The Collector of Customs sitting in the seizure and forfeiture proceedings, has exclusive jurisdiction to hear and determine all questions touching on the seizure and forfeiture of dutiable goods. (Jao vs. Court of Appeals, 249 SCRA 35)

50. (a) What is the basis of the automatic review procedure in the Bureau of Customs?
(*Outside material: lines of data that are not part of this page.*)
PR #1502, opened 2026-08-27
fix: up arrow recalls the previous message in interactive chat

### LINKED ISSUE #1495: up arrow does not paste the previous message in interactive mode chat

vitali87:
Fixes #1495

> up arrow does not paste the previous message in interactive mode chat

The issue body was empty, but the title is a complete report and reproduces.

## Two independent causes

Either one alone breaks recall, so fixing only one would have looked like a fix and changed nothing.

**1. The session was thrown away every turn.** `get_multiline_input` called the bare `prompt()` function. From prompt_toolkit's own source:

```python
def prompt(message=None, *, history: History | None = None, ...):
    """The global `prompt` function. This will create a new `PromptSession`"""
    session: PromptSession[str] = PromptSession(history=history)
```

A new session per call, with `history=None`. Every turn started empty, so there was nothing to recall whichever key was pressed.

**2. The arrow keys were unbound.** This prompt is genuinely multiline — Enter inserts a newline, Ctrl+J and Ctrl+E submit — so up moved the cursor within the buffer.

## The fix

The session is built once and reused, submitted text is appended to it, and up/down are bound to history **only at the buffer edges**:

| cursor | up arrow does |
|---|---|
| row 0 (single or multiline) | recall history |
| any row below | move the cursor |

Binding them unconditionally would make a half-written multiline question uneditable — trading the reported bug for a worse one.

Blank entries and immediate repeats are not remembered. Blanks would push the real previous message out of reach for anyone holding Ctrl+J on an empty buffer.

## Two test defects caught by mutation

Both would have shipped a green suite that proved nothing:

**The multiline tests never called the code.** They drove a bare `Buffer` and asserted on `cursor_position_row`, so they passed against an implementation that *always* navigates history — precisely the regression they existed to prevent. Rewritten to invoke the real handler and record which action it took.

**`assert session.history is not None` was true either way.** prompt_toolkit supplies an `InMemoryHistory` by default, so that assertion held for a correct session and for one built with no history argument. Replaced with a write on one lookup and a read on a second, which is what actually distinguishes a persistent history from a per-turn one.

## Verification

| mutation | result |
|---|---|
| drop the `lru_cache` (fresh session per turn) | 10 errors |
| return a new session each call | 2 failed |
| never append to history | 4 failed |
| remember blanks too | 1 failed |
| remove the up binding | 1 failed |
| up always navigates history | 3 failed |
| up always moves the cursor (the reported bug) | 2 failed |

The last two are the pair that matters: both directions of the arrow logic are pinned, so neither the bug nor its over-correction can return silently.

Scoped regression: **405 passed**. One unrelated `test_cli_smoke.py::test_version_flag` subprocess timeout under `-n auto` contention; it passes in isolation in 11s and this branch does not touch that path.

## Summary by CodeRabbit

* **New Features**
  * Added persistent history for multiline chat input across turns.
  * Up and down arrows now navigate previous entries at buffer boundaries.
  * Blank entries are ignored, and consecutive duplicate questions are not added to history.

* **Bug Fixes**
  * Prompts now correctly connect to the active console during each interaction.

Automatic review is intended to protect the interest of the Government in the collection of taxes and customs duties in seizure and protest cases. Without such automatic review, neither the Commissioner of Customs nor the Secretary of Finance would know about the decision laid down by the Collector of Customs favoring the taxpayer. The power to decide seizure and protest cases may be abused if no checks are instituted. Automatic review is necessary because nobody is expected to appeal the decision of the Collector of Customs which is favorable to the taxpayer and adverse to the Government. This is the reason why whenever the decision of the Collector of Customs is adverse to the Government, the said decision is affirmed by the Commissioner of Customs. The same shall be automatically elevated to and finally reviewed by the Secretary of Finance. (Yaokasin vs. Commissioner of Customs, 180 SCRA 591 [1989])

(b) When does automatic review of cases occur?

(1) Decision of the Collector favorable to the taxpayer;

(2) Decision of the Commissioner of Customs favorable to the taxpayer which is

automatically elevated to the Secretary of Finance;

(3) Decision of the Secretary of Finance if adverse to the taxpayer is appealable to the Court of Tax Appeals.